At the same time, there are those who win the elite division championships, where the ones competing in that division are scrapping for a place on the US National Team (the one that travels to the PKF and WKF).  Winning that division does carry quite a bit of prestige.


----------



## Kababayan (Dec 19, 2017)

CB Jones said:


> World Champion only denotes that the championship was open to anyone in the world.
> 
> So a sanctioning body holds a championship that is open to everyone in the organization in the world....it is that sanctioning body’s world championship tournament or match or whatever.....it doesn’t necessarily mean you are the champion of the world....just that you are the champion of whole sanctioning body.



I think CB Jones said it very well.
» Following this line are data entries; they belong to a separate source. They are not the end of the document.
PR #3189, opened 2025-10-21
chore(instrumentation-aws-lambda): move aws lambda types dependency to dev dependencies

wpessers:

- The `@types/aws-lambda` dependency is currently a dependency in the instrumentation-aws-lambda package. This is causing some version conflicts in https://github.com/open-telemetry/opentelemetry-lambda where we use the types package as a devDependency. Since the types package is only useful at compile time I don't see why it should not be a dev dependency here either.

- Moved the `@types/aws-lambda` dependency to dev dependencies

### DIFF
--- a/packages/instrumentation-aws-lambda/package.json
+++ b/packages/instrumentation-aws-lambda/package.json
@@ -51,6 +51,7 @@
     "@opentelemetry/sdk-metrics": "^2.0.0",
     "@opentelemetry/sdk-trace-base": "^2.0.0",
     "@opentelemetry/sdk-trace-node": "^2.0.0",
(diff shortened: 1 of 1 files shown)


pichlermarc (changes requested):
Hi @wpessers. Unfortunately, we can't do that as these types are used in the public API of that package. Omitting it will cause transpile errors for *all* of our users.

To move it do `devDependencies` we have to do what I suggested [here](https://github.com/open-telemetry/opentelemetry-js-contrib/pull/3168#issuecomment-3397302125) and move copy the type that we need to this package.

wpessers:
Ok, got it. Will look at another fix on our end then.

PR #3196, opened 2025-10-27
fix(pg-instrumentation): capture query values when passed as second argument for prepared statements

### LINKED ISSUE #3193: Query values not captured when passed as second argument (prepared statements)

- `@opentelemetry/instrumentation-pg`: `0.59.0`
- `@opentelemetry/auto-instrumentations-node`: `0.65.0`
- `@opentelemetry/sdk-node`: `0.206.0`

`v22.21.0`

### What did you do?

I'm using Drizzle ORM with PostgreSQL with prepared statements, which internally calls `pg.Client.query()` with the following signature:

```typescript
client.query(
  { name: 'statement_name', text: 'SELECT * FROM users WHERE id = $1' },
  [123] // values passed as second argument
)
```

I enabled `enhancedDatabaseReporting: true` in the pg instrumentation config:

```typescript
'@opentelemetry/instrumentation-pg': {
  enabled: true,
  enhancedDatabaseReporting: true,
}
```

I expected to see the `db.postgresql.values` attribute in my spans containing the query parameter values (e.g., `["123"]`).

### What did you see instead?

The `db.postgresql.values` attribute is not present in the spans. The span only contains:
- `db.statement`: The SQL query text
- `db.postgresql.plan`: The prepared statement name
- Other connection attributes

But no parameter values.

### Root Cause

The bug is in `[instrumentation.ts](https://github.com/open-telemetry/opentelemetry-js-contrib/blob/main/packages/instrumentation-pg/src/instrumentation.ts#L336-L350)`:

```typescript
const queryConfig = firstArgIsString
  ? {
      text: arg0 as string,
      values: Array.isArray(args[1]) ? args[1] : undefined,  // ✅ Checks args[1]
    }
  : firstArgIsQueryObjectWithText
  ? (arg0 as utils.ObjectWithText)  // ❌ Just casts arg0, ignores args[1]!
  : undefined;
```

When the first argument is a **query config object** (common with prepared statements), the code just casts `arg0` without checking if values are passed as `args[1]`. This means `queryConfig.values` remains `undefined` even when values are provided.

### Proposed Fix

```typescript
const queryConfig = firstArgIsString
  ? {
      text: arg0 as string,
      values: Array.isArray(args[1]) ? args[1] : undefined,
    }
  : firstArgIsQueryObjectWithText
  ? {
      ...(arg0 as utils.ObjectWithText),
      // Merge values from args[1] if not already in the config object
      values: (arg0 as any).values ?? (Array.isArray(args[1]) ? args[1] : undefined),
    }
  : undefined;
```

This would check for values in `args[1]` when using a query config object, just like it already does for string queries.

### Workaround

As a temporary workaround, I'm patching `pg.Client.prototype.query` and `pg.Pool.prototype.query` before OpenTelemetry instruments them, to merge `args[1]` into `args[0].values` when this pattern is detected.

### Additional context

This affects any ORM or library that uses prepared statements with the signature `query(config, values)` where values are passed separately from the config object. This includes:
- Drizzle ORM (when using `.prepare()`)
- Potentially other ORMs that use a similar pattern

The `requestHook` cannot work around this issue because by the time it's called, `queryConfig.values` is already `undefined`.

<sub>**Tip**: [React](https://github.blog/news-insights/product-news/add-reactions-to-pull-requests-issues-and-comments/) with 👍 to help prioritize this issue. Please use comments to provide useful context, avoiding `+1` or `me too`, to help us triage it. Learn more [here](https://opentelemetry.io/community/end-user/issue-participation/).</sub>

aryamohanan:

Fixes #3193

When using prepared statements with the following syntax, query parameter values were not captured even when `enhancedDatabaseReporting: true` was enabled:

```js
client.query(
  { name: 'statement_name', text: 'SELECT * FROM pg_tables WHERE schemaname = $1' },
  ['public']
);
```

* Fixed missing parameter values when executing prepared statements.
* Updated instrumentation to correctly read values from the second argument (`args[1]`) when the first argument is a query config object.
* Ensured that `db.postgresql.values` is only recorded when `enhancedDatabaseReporting:true`.
* Maintained query text sanitization, placeholders (`$1`, `$2`, etc.) remain in `db.statement`.


aryamohanan:
@maryliag Could you please take a look at this PR? TIA

packages/instrumentation-pg/src/instrumentation.ts
```diff
@@ -360,12 +360,21 @@ export class PgInstrumentation extends InstrumentationBase<PgInstrumentationConf
 
         const instrumentationConfig = plugin.getConfig();
 
+        // Normalize the query configuration so that prepared statements with a separate
```
maryliag: I like the suggestion on the issue itself, of just updating the line 342 to 
`values: (arg0 as any).values ?? (Array.isArray(args[1]) ? args[1] : undefined),`, this way it avoids doing some repetition on checks, which is what you're doing here.

Would you mind making that solutions instead and checking if the tests will work as expected?

maryliag (approved):
Awesome! Thank you!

What the trophy, belt, or title says shouldn't diminish what a person does to defeat "those" opponents on"that" particular day, nor should it diminish anyone's else's courage for competing.


----------



## CB Jones (Dec 19, 2017)

Kababayan said:


> I think CB Jones said it very well. What the trophy, belt, or title says shouldn't diminish what a person does to defeat "those" opponents on"that" particular day, nor should it diminish anyone's else's courage for competing.



What I tell my son is that he has no control of the quality or number of his opponents.  The only thing he can control is the level that he performs at.

Push himself to compete at his highest level and be proud of what he achieves.  In the end, don’t sweat the haters.


----------